Independientemente de cuál sea la causa del daño cerebral adquirido, tras la lesión, el paciente puede experimentar
diferentes alteraciones, tanto en su conducta como en sus emociones, que le pueden convertir en una persona distinta.
Lesión cerebral y alteraciones del comportamiento
Beatriz Castaño
Médico especialista en Psiquiatría
Área Neuropsicosocial Institut Guttmann
En 1848 Phineas Gage, un obrero de ferrocarriles, sufrió un
accidente a consecuencia de una explosión. Una barra de metal
de 6 kg de peso, 1 m de largo y más de 3 cm de diámetro le
atravesó el cráneo por la mejilla izquierda y salió por la parte
superior tras pasar por la corteza cerebral. Al cabo de dos
meses, el paciente fue dado de alta por el médico considerando
que estaba del todo recuperado ya que no presentaba ninguna
alteración física ni del lenguaje.
Veinte años después, el doctor Harlow, que había tratado al paciente,
describió en una publicación médica: “El equilibrio o balance entre
su facultad intelectual y sus propensiones animales se destruyó, se
volvió irreverente, blasfemo, impaciente y obstinado”.
A raíz del accidente, Phineas perdió su trabajo y nunca más fue
capaz de mantener uno por mucho tiempo, pues los abandonaba
o le echaban por sus continuas riñas con los compañeros. Su
matrimonio terminó, ya que su esposa consideraba que no era
el mismo de antes y se había convertido en un hombre agresivo.
Tras trabajar en varias granjas, Phineas fue exhibido en el circo,
en el que enseñaba orgulloso su herida y la barra de hierro que
la provocó. Murió hacia los 38 años debido a crisis epilépticas.

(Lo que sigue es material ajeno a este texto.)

PR #10350, opened 2019-06-19
2.6 capped logs

howbazaar:
This work changes the logs collections to be capped collections. This will stop the logs database growing without bound when we are writing logs faster than we can delete them.

The capping and sizing thereof is done when the database is opened.

This means we can remove the log pruner. We need to keep the controller config values for max-logs-age and max-logs-size as these values are required for earlier 2.6 releases and the later 2.6 client should still be able to bootstrap earlier 2.6 versions, and without these values, the apiserver panics.
 
## QA steps
```
* bootstrap a controller with debug logging
* deploy some things into the default model
* go into the mongo shell and check the collStats of the logs databases
* change the model-logs-size controller config value
* restart the controllers
* go into the mongo shell and check the collStats of the logs databases
```

```
* bootstrap a 2.6.3 controller with debug logging
* deploy some things into the default model
* upgrade the controller
* go into the mongo shell and check the collStats of the logs databases
```

## Documentation changes

Will need to update the controller config values.


controller/config.go
```diff
@@ -694,15 +682,13 @@ func Validate(c Config) error {
...
+		if err != nil {
+			return errors.Annotate(err, "invalid model logs size in configuration")
 		}
-	}
-
-	if v, ok := c[MaxLogsSize].(string); ok {
-		if _, err := utils.ParseSize(v); err != nil {
-			return errors.Annotate(err, "invalid max logs size in configuration")
+		if mb < 1 {
+			return errors.NotValidf("model logs size must be at least 1 MB")
```
manadart:
```go
errors.NotValidf("model logs size less than 1 MB")
```
will read better when printed.

state/logs.go
```diff
@@ -74,14 +77,128 @@ func logCollectionName(modelUUID string) string {
...
+				// If the value is there we know it fits in an int without wrapping.
+				return int(size), nil
+			}
+		}
+	}
+	return controller.DefaultModelLogsSizeMB, nil
+}
+
+// modelUUIDs returns the UUIDs of all models currently stored in the database.
+// This function is called very early in the opening of the databaes, so it uses
```
manadart: "database"

state/logs.go
```diff
@@ -74,14 +77,128 @@ func logCollectionName(modelUUID string) string {
...
+		return nil, err
+	}
+	var result []string
+	for _, doc := range docs {
+		result = append(result, doc.UUID)
+	}
+	return result, nil
+}
+
 // InitDbLogs sets up the indexes for the logs collection. It should
```
manadart: Comment update for method renaming.

howbazaar:
[max db log collection size for models](https://trello.com/c/1jN13AkC/29-max-db-log-collection-size-for-models)

controller/config.go
howbazaar: updated.

state/logs.go
howbazaar: fixed

state/logs.go
howbazaar: Updated.

state/logs.go
```diff
@@ -74,14 +76,130 @@ func logCollectionName(modelUUID string) string {
...
+	var doc settingsDoc
+	err := session.DB(jujuDB).C(controllersC).FindId(controllerSettingsGlobalKey).One(&doc)
+	if err != nil {
+		return 0, errors.Trace(err)
+	}
+	// During initial migration there is no guarantee that the value exists
+	// in the settings document.
+	if value, ok := doc.Settings[controller.ModelLogsSize]; ok {
+		if s, ok := value.(string); ok {
+			size, _ := utils.ParseSize(s)
```
manadart: I guess we have already validated by this time.

howbazaar: Yep.

howbazaar:
$$merge$$

howbazaar:
Peer grouper test race $$merge$$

Actualmente se conservan tanto su cráneo como la barra de hierro
en el museo de la universidad de Harvard, puesto que fue uno de
los primeros casos descritos en la historia de la medicina donde
se puso en evidencia la relación entre una lesión del cerebro y
cambios en el comportamiento.
En nuestros días la historia de Phineas se sigue repitiendo con di-
ferentes nombres y mecanismos de lesión: caídas desde andamios,
atropellos, accidentes de coche o moto, entre otros. Aunque han
pasado 162 años y ha habido un gran desarrollo en la medicina,
desafortunadamente, todavía las secuelas del comportamiento
pueden no ser adecuadamente diagnosticadas o tratadas, dejando
al individuo que las sufre y a sus familiares en una situación de
sobrecarga emocional crónica y deterioro en la calidad de vida.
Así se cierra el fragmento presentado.